The Legacy Backup Situation We Faced
Recently, one of our long term clients approached us to give their backup environment an overhaul
Their current backup solution was a slightly outdated version of FalconStor, which we had deployed for them some years earlier
FalconStor was still doing an excellent job protecting their estate, but it had long since become unmanageable from an administration standpoint
To find a worthy replacement for FalconStor is a bit of a challenge given that the disk safe agent keeps a real time mirror of their data on the CDP appliance with limited or no overhead, offering a vear zero backup window. The CDP appliance also keeps very flexible point in time snapshots of their data and replicates their data offsite to another CDP appliance
The only downfall for FalconStor was that it was now unmanageable given their current environment had grown to 30 physical servers and 200 VMs (each requiring an agent) and each disk inside each system is effetely managed individually. When the solution was deployed they were mostly physical with a much smaller footprint
Their physical estate was easily protected with the File System, and application specific agents, there is also a CDP agent should they wish to protect specific servers in real time.
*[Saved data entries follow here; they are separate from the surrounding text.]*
Issue #691, opened 2022-01-10
Card Flags improvements


otahirs:
1. use the new `{run|card}flags` columns and dialogs from recent commit 3a3c82b078439da7e7d67c5b4cfcb40e666bb1b2 also in the runs table view in competitor edit dialog.

2. use the `run flags` column in the `Readout module`

3. ~~a) should the change in `card in rent table` flag also add/remove the card to/from rent table?~~
  ~~should this flag be read only~~ 
  ~~c) no change~~
  flag in dialog is already read only (non-clickable), maybe we should give it disabled look and add a tool tip explaining where to edit that
  
4. `Readout module` -> `card in rent table` column should be read only, `card returned` column should be disabled if card is not rented  (or merge these two columns into one?)

fvacek:
There are two ways, how to rent a card.
1. Organizer mark every rented card in run, when the card is passed to competitor
2. Organizer has table of all SI of cards supposed to be rent. In this case, no action on the organizer side is needed during card rent.

We have to keep both IMO.

otahirs:
I corrected **n3**.

to add to **n4**:
the `RT` column has tooltip `card in rent table`, although it has a tick if either  `card is in rent table` or `rent is requested` is true, so the tooltip is misleading. Also as I already stated, this column should be read only as ticking or clearing the checkbox does nothing, if the view is refreshed, this column goes back to previous state.

To expand it further, the naming `Card requested` is misleading as not only this flag means that the runner requested to rent a card, but also that the card has been actually rented out. I would advocate to change the naming from 
```
Card rent requested
Card in rents card table
```
to maybe something like
```
Card rented (rent requested)
Card rented (from rent table)
```
it is up to discussion

paukert:
As far as I know, card rent requested flag is automatically set during import from ORIS if runner asked for SI card. In most cases runner will come for SI card before race but theoretically he could also borrow SI card from someone else and new naming would be misleading as well.

otahirs:
Keep in mind that `Card rent requested` is still saved in the db as `cardLent` and while using this flag, quickevent consider during readout that the card is actually rented, not only that the rent was requested. 
If the runner comes with his own card before the race, i would be much more likely to remove flag thats named `card rented` than `rent requested`.. and with that I will avoid "no thats my card" conversation during readout.
I agree that we can come up with better name, but I stand by the fact that it should not be named `request` when in fact the consequences are broader.

fvacek:
what about this?
[...]

PR #816, opened 2022-10-10
refactor: improve card flags 

otahirs:
#691
image


quickevent/app/quickevent/plugins/Runs/src/cardflagsdialog.h
```diff
@@ -25,6 +25,7 @@ class CardFlagsDialog : public QDialog
 	Ui::CardFlagsDialog *ui;
 	RunsTableModel *m_model;
 	int m_row;
+	void updateStatus();
```
fvacek, line 28: pls move the function declaration from fields part

PR #839, opened 2022-12-19
fix: html characters escape

### LINKED ISSUE #751: Export into xml - need to escape &<>'" characters
When export into xml format (at least startlist) it is needed to escape &<>'" characters.

https://www.xmltutorial.info/xml/special-characters-in-xml/

```
<Organisation>
	<ShortName>RCP</ShortName>
	<Name>RC&P TEAM Bratislava</Name>
</Organisation>
```

Note: to check this, xml is not valid with "&" inside (try to open in ay xml viewer/browser), once it is corrected, xml is valid.

otahirs:
resolve #751

### DIFF
--- a/quickevent/app/quickevent/plugins/Runs/src/runsplugin.cpp
+++ b/quickevent/app/quickevent/plugins/Runs/src/runsplugin.cpp
@@ -1702,7 +1702,7 @@ void RunsPlugin::export_startListClassesHtml()
 						"a",
 						QVariantMap{{"href", "#class_" + tt1_row.value("classes.name").toString()}},
 						tt1_row.value("classes.name"),
-						"&nbsp;"
+						"\0xA0"
 					});
 	}
 	append_list(body, div1);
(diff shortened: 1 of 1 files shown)


otahirs:
`\0xA0` is an UTF-8 character for non-breaking space https://www.compart.com/en/unicode/U+00A0
I have tested the HTML exports and they work.

fvacek:
If it is the same, why we cannot use `&nbsp;`, what is the change?

fvacek:
`"\0xA0"` is IMO no valid HTML entity name, it is even not valid UTF8 code, so it might work, by I afraid, that only by accident. If we want to avoid ampersands in output, because QString::toHtmlString() will interpret them, then we should use something like `"\u00A0"`

otahirs:
`\0xA0`   

image

___
`\u00A0` does render differently  

image


___
I do not plan digging deeper on this issue

fvacek:
It's because "\0xA0" is not valid UTF8 code

fvacek:
why, not use `"\u00A0"`?

fvacek:
resolved by [72415ca](https://github.com/Quick-Event/quickbox/commit/72415ca2bdac9358bf74de56765c3b974d27068e)

PR #802, opened 2021-05-28
move server UUID file to data dir

### LINKED ISSUE #799: Server UUID in data root path

Server UUID file is created under `defaultDB` path but it should be created in root data folder instead.

**Why is this needed**

Server UUID is cross-database information and thus it shouldn't be placed inside any database path.

**Additional context**

File to relocated is `immudb.identifier`

Modification should automatically work with existent databases in which such file was already located under defaultdb folder.

mangalaman93:
the file used to reside in default DB dir. Because the file contains cross-database information, it should not be in default db dir.

Fixes #799


jeroiraz (approved):

jeroiraz:
Thanks a lot @mangalaman93

PR #815, opened 2021-05-31
chore(pkg/stream): fix namings on stream api objects

mmeloni:
Fix naming on stream api object in order to clarify the purpose of message sender and receiver parameters

### DIFF
--- a/pkg/stream/receiver.go
+++ b/pkg/stream/receiver.go
@@ -30,7 +30,7 @@ func NewMsgReceiver(stream ImmuServiceReceiver_Stream) *msgReceiver {
 }
 
 type MsgReceiver interface {
-	Read(message []byte) (n int, err error)
+	Read(data []byte) (n int, err error)
 }
 
 type msgReceiver struct {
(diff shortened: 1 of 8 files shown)


pkg/stream/receiver.go
```diff
@@ -43,7 +43,7 @@ type msgReceiver struct {
 }
 
 // Read read fill message with received data and return the number of read bytes or error. If no message is present it returns 0 and io.EOF. If the message is complete it returns 0 and nil, in that case successive calls to Read will returns a new message.
```
jeroiraz, line 45: It might be expected to return the number of read bytes, even if the buffer is successfully read

jeroiraz (approved):

pkg/stream/receiver.go
mmeloni: When multiple messages are readed by receiver `read` method returns  every times the number of readed bytes. If the message is fully readed the next call to `read` will return 0 or io.EOF in case of no more messages are present on the wire.

mmeloni: Probably the comment need to be improved

PR #822, opened 2021-06-02
fix(cmd/immuclient): remove warnings on sql commands in interactive mode

### LINKED ISSUE #803: Running SQL interactively in immuclient always returns unnecessary warning
**What happened**

immuclient>exec SELECT id FROM people
INFO: Redunant argument(s) | [id FROM people] 
sql ok, Ctxs: 0 Dtxs: 0

immuclient understands the command correctly and I can't find a different way to run the same. So I expect no warnings.

**Environment**

1.0.0 (both client and server)

byo:
This PR changes the `exec` and `query` commands to variable ones.
That way those commands can accept arbitrary number of arguments without issuing a warning in the interactive mode.

Closes  #803

### DIFF
--- a/cmd/immuclient/cli/register.go
+++ b/cmd/immuclient/cli/register.go
@@ -59,8 +59,8 @@ func (cli *cli) initCommands() {
 	cli.Register(&command{"version", "Print version", cli.version, nil, false})
 
 	// SQL
-	cli.Register(&command{"exec", "Executes sql statement", cli.sqlExec, []string{"statement"}, false})
-	cli.Register(&command{"query", "Query sql statement", cli.sqlQuery, []string{"statement"}, false})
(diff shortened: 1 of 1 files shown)


mmeloni (approved):

dmacvicar (commented):
How does this play with the ability to use double quotes for the full sql statement? related, unrelated?

jeroiraz (approved):
I'd expect to require sql statements to be quoted.
This change may be done after this fix as well

byo:
> How does this play with the ability to use double quotes for the full sql statement? related, unrelated?

This change does not yet introduce quoted arguments in the interactive mode, added a card for that specific feature: https://github.com/orgs/codenotary/projects/5#card-62319658

jeroiraz (approved):

mmeloni (approved):

PR #828, opened 2021-06-03
Add /initz, /readyz, /livez and /version endpoints for immudb and immuclient auditor

padurean:
[This issue](https://github.com/vchain-us/ledger-compliance/issues/735) contains more details.

ℹ️ `/initz` is intended to be used for startup probes, `/readyz` for readiness probes and `/livez` for liveness probes.

~There is an open point though:~
- ~❓ **what checks should be done** in the code which is executed for `GET` `initz`, `/readyz` and `livez` (of immudb) in order **to determine if immudb is healthy or not?**~

**UPDATE**: right now these endpoints will always return `200 OK`.

ℹ️ For auditor's `GET` `/initz`, `/readyz` and `/livez` (which are implemented identically right now), a `Health` command is issued to immudb and if there's no error and response contains `Status` `true`, then _200 OK_ is responded, otherwise _503 Service Unavailable_.


mmeloni:
Hi @padurean .
From what I read [healtz endpoint is deprecated on kube](https://kubernetes.io/docs/reference/using-api/health-checks/) . So I think we should implement livez and readyz.

In order to determine if immudb is ready to accept queries I think we need to check if there is no index and hashtree regeneration ongoing.

padurean:
@mmeloni Thanks for your feedback.
@SimoneLazzaris @dmacvicar Let's clarify this. Please have a look at Michele's and my own comments above.
Thanks.

padurean:
@mmeloni Regarding the index and hashtree regeneration, i am not sure if it would be a good check that they are not running: i assume the container orchestrator might destroy the container if it reports "unhealthy" beacause of that.
This needs to be also clarified, @SimoneLazzaris @dmacvicar

SimoneLazzaris:
Regarding the meaning of the endpoints, this is what kubernetes needs to fully probe a service:
 

-     one endpoint that returns 200 once the initialization phase is ended
-     one endpoint that triggers a container reboot when a non-200 code is returned (or if it fails)
-     one endpoint that blocks incoming traffic if a non-200 code is returned.


The first (startup probe) one is used to coordinate the startup process: if process B depends on process A, kubernetes won't start process B until process A has completed the startup phase.

Second one (liveness probe) is used to detect a dead/stuck container. It should trigger some tests that guarantee that the process is really alive, even if it's not responding to "normal" requests due to (for example) high load. We don't have something for that, I believe.

Third one (readiness) is used to allow/block incoming traffic until the process is ready to process it.

I think that for immudb we can use a single endpoint that function both as a startup and a ready indicator, or (better) two different endpoints that have for now the same semantic.

If/when some sort of parallelism is implemented  (let's say that we have n immudb instances, in a multi master configuration) we can use a dedicated readiness endpoint to temporarily divert incoming traffic away from an overloaded instance.

I'd like to have the two endpoints reserved, and route them (at the moment) to a single functions, allowing us to specialize the behavior in a second moment.

Let's say something like
- /livez
- /readyz (used also for startup)

or
- /livez
- /readyz 
- /initz (used for startup)

padurean:
@mmeloni @jeroiraz 
Regarding this comment from Michele:
> In order to determine if immudb is ready to accept queries I think we need to check if there is no index and hashtree regeneration ongoing.

1. **For which type of probes should this be used?**
   - [ ] startup probes
   - [ ] readiness probes
   - [ ] liveness proves

2. **Which is the way to determine this** (i.e. if an index and hashtree regeneration is ongoing)**?**

SimoneLazzaris (approved):

padurean:
ℹ️ **UPDATE** regarding [my previous comment](#issuecomment-857619102) and questions:
for the moment the `GET` `/initz`, `/readyz` and `/livez` of immudb **will always return `200 OK`** (i.e. the index regeneration does not influence the response code in anyway for now).

padurean:
@jeroiraz @SimoneLazzaris @mmeloni Is it ok if i merge this now? Thanks.

SimoneLazzaris:
I'm ok with merging this _as is_, so we can start rewrite kubernetes deployment to use the new endpoint.

I'm still thinking that in order to be effective, we need to return a non-200 code when some operation are refused.
More precisely, if reindexing is needed upon startup, then the /readyz endpoint should return a non-200 code until ready: it's best to delay the startup of other components in that condition. We can also program a long startup timeout to handle that.

For compaction/reindexing _once started_ I think that we can stick to the 200 code _for now_

SimoneLazzaris (approved):

mmeloni (dismissed):
Agree with @SimoneLazzaris . I think you have already  complete the infrastructural part and now we should expose an api on the storage level in order to understand if something is reindexing/compacting, and bind it.  I think we need @jeroiraz feedback

jeroiraz (approved):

The vast majority of their virtual estate was also protected easily, the nightly backup of over 200 VMs consuming roughly 30TB takes approximately 6 hours with roughly 2TB of daily change
The Backup Problem
Unfortunately, there was 1 server that was causing a bit of a problem. It was a 3.5TB File Server with over 1000 users concurrently accessing it (including countless users with outlook pst files, that are highly sensitive to any unresponsiveness from the file server), with a very high rate of change. The client also had a desire to have recovery points of this server every 3 hours like they used to with FalconStor.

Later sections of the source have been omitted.